Olga Mariano e Maria Noel Gouveia são mãe e filha e ciganas empoderadas. Criaram a AMUCIP, associação que é a ponte entre a comunidade cigana e não cigana. Ambas quebraram barreiras e lutam para que outras mulheres tenham mais opção de escolha, mas sem nunca deixar de lado as tradições ciganas.

 

A Olga foi a primeira mulher cigana a tirar a carta de condução. Como é que deu esse passo?

Olga: Sem dúvida que para mim foi um passo gigante. Como eu tinha a 4ª classe e os meus pais não tinham (nem o meu irmão homem) o meu pai optou por me dar esse presente. Como estava protegida pelos meus pais, foi mais fácil mas não faltou a censura. Logo passados uns 6 meses houve outra mulher cigana a tirar a carta.
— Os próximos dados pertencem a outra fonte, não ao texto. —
Issue #542, opened 2018-02-01
(Fix) Manage page: the rate and supply inputs are not disabled, if crowdsale is started


vbaranov:
https://github.com/poanetwork/ico-wizard/pull/537#issuecomment-362088690

>The rate and supply inputs are not disabled, but if you modify them the transaction fails.

hashguide:
I know before we were able to change the rate and supply of the crowdsale after it has started as well, just the start time was unable to. Has this change due to the security audits or is this the intended way? 

Allowing to change the rate while crowdsale is running allows you to use single tier crowdsale to have a multi-tier bonus system of some sort without having to deploy the same amount of tiers as rate changes.

vbaranov:
Yes, it was one of the points indicated in security audit. We closed this possibility due to it. For now, owner should create multiple tiers to implement flexible bonus system.

hashguide:
Ok sounds good. Just wanted to be clear about it as well.

PR #583, opened 2018-02-08
(Fix) Disable date, rate and supply fields if crowdsale has started

### LINKED ISSUE #543: (Fix) Start date input is not disabled, if crowdsale is started

>Likewise, if a modifiable tier is active, its start date input is enabled, but you can't really modify it.

fernandomg:
Closes #543 & #542 

Allow only to add addresses to the tier's whitelist if the tier has started already.


fvictorio:
This lets you edit the rate input when the tier has not started, but the transaction fails. Maybe the contract doesn't allow changing the rate at all. The start date, end date and supply can be modified before the tier starts.

@vbaranov Is that the expected behavior? If so, we should always have the rate input disabled.

src/components/manage/index.js
```diff
@@ -519,7 +524,7 @@ export class Manage extends Component {
     }
 
     const tierStartAndEndTime = (tier, index) => {
-      const disabled = !this.state.ownerCurrentUser || !tier.updatable || crowdsaleHasEnded
+      const disabled = !this.state.ownerCurrentUser || !tier.updatable || this.tierHasStarted(index) || crowdsaleHasEnded
```
vbaranov: End time should be editable if crowdsale is started and not finished yet (if tier is editable)

vbaranov:
>This lets you edit the rate input when the tier has not started, but the transaction fails. Maybe the contract doesn't allow changing the rate at all. The start date, end date and supply can be modified before the tier starts.

If the tier is editable and not started yet, a transaction to change rate shouldn't fail. Do you have another behavior @fvictorio ?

O meu pai era vendedor ambulante e houve uma altura que, com uma pessoa não cigana, fez um negócio de troca por um carro em segunda mão que ele tinha. Só faltava alguém que o conduzisse e a única possibilidade à vista era eu. Então o meu pai emancipou-me.

 

Existem grandes diferenças entre a discriminação das mulheres ciganas e não ciganas?

Olga: A nossa história cigana – e portuguesa – também vem dos portugueses não ciganos. As meninas não ciganas saíam para ir ajudar as mães nas tarefas laborais e ir tomar conta dos irmãos.

Continuámos com as nossas tradições mais fechadas para fazer com que não nos apedrejassem tanto. As mulheres ciganas que dão um passo em frente no caminho de libertação, sem se desviar daquilo que é ser cigana, têm outras formas de ver o futuro. Sou cigana com todo o orgulho que isso me dá, mas se não quiser ir para a feira, posso ser professora ou empresária, posso ser tudo aquilo que quiser ser sem nunca deixar de ser quem sou.

Noel: Eu acho que a abertura da mulher tem a ver com o próprio papel da mulher na sociedade, no governo, na família. A minha avó já o dizia: “O homem é a cabeça, filha. Tu simplesmente és o pescoço que apoia a cabeça. Mas não te esqueças que é o pescoço que faz virar a cabeça para direita e para a esquerda”. Então, suavemente, nós cada vez mais temos empoderamento.

 

Quais são os maiores desafios que uma mulher cigana enfrenta na sua vida?

Noel: Uma imagem limpa. Senão, dentro da sociedade, não tem voz. Não podemos “extravasar” muito fora das regras. Tento não sair muito à noite com o meu marido para sítios onde vão outros rapazes ciganos, porque eu sei que não é bem visto. É uma comunidade que censura muito, porque é muito baseada na imagem da mulher e do que é envolto à mulher.